Rapidly rising inflation in the U.S. is bound to slow soon — if just because the cost of used cars and trucks can’t keep rising astronomically.
Used-vehicle prices soared by 10.5% in June, following similarly strong gains of 7.3% in May and 10% in April. The increase in June was the biggest since the government began keeping track in the first year of Dwight Eisenhower’s presidency in 1953.
Here’s another shocker: In both June and April, the spike in used-vehicle prices accounted for about one-third of the overall increase in the cost of living.
Just how unusual is this?
In the first six months of 2021, the cost of used cars and trucks has soared by 32%. By contrast, their prices fell by an average of 0.6% a year from 2009 to 2019.
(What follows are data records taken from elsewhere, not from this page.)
PR #1412, opened 2026-08-29
actionAngleVerticalInverse: the momentum-matched anomaly map (construction)

jobovy-agent:
First step of bringing the one-dimensional case onto the construction the
spherical and Staeckel cases use. This adds the **map construction only** —
it is deliberately not wired into evaluation yet, for a reason given at the
bottom.

### What it does

`_momentum_matched_map` builds the map onto an equal-action harmonic
auxiliary torus by matching cumulative actions, returning the sine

The cost of used vehicles has skyrocketed because of an unusual combination of high demand and low supply brought on by the pandemic. This mismatch is sure to fade as the economy recovers.
Indeed, a closely followed industry measure of wholesale used-car prices fell in June after four straight months of record increases.
The roots of the problem formed last year after rental-car agencies slashed purchases of new cars and trucks and automobile makers responded by cutting production. Early in the pandemic few people were driving regularly or traveling.
As vehicle manufacturers ramped up again late last year, they ran into a global shortage of computer chips that are essential in every new vehicle these days.
As a result, rental agencies could not buy all the cars they needed as Americans began to lease more vehicles again. Hertz
and others were forced to dip into the used-vehicle market to rebuild their fleets.
Flush with government stimulus money, many consumers who also wanted to buy new cars were forced to look at used options. At the same time, lots of people who no longer wanted to take public transportation or had moved out of cities in fear of the virus also began looking to buy cars.
Predictably, the crush of demand sent prices soaring.
As the chip shortage eases and automobile makers boost production, the mismatch between buyers and sellers will also go away. That will ease a lot of the recent upward pressure on U.S. inflation.
“Used-car prices are temporarily elevated because of very strong demand from stimulus payments, people returning to work, and limited supplies of new cars,” chief economist Gus Faucher of PNC Financial Services said. “Used-car prices will fall back to Earth later this year as new-car production picks back up.”
That’s not to say Americans shouldn’t worry about inflation.
The costs of lots of goods and services are on the rise, ranging from gas and groceries to dinner out and plane flights. It’s going to pinch household budgets at least through the end of the year.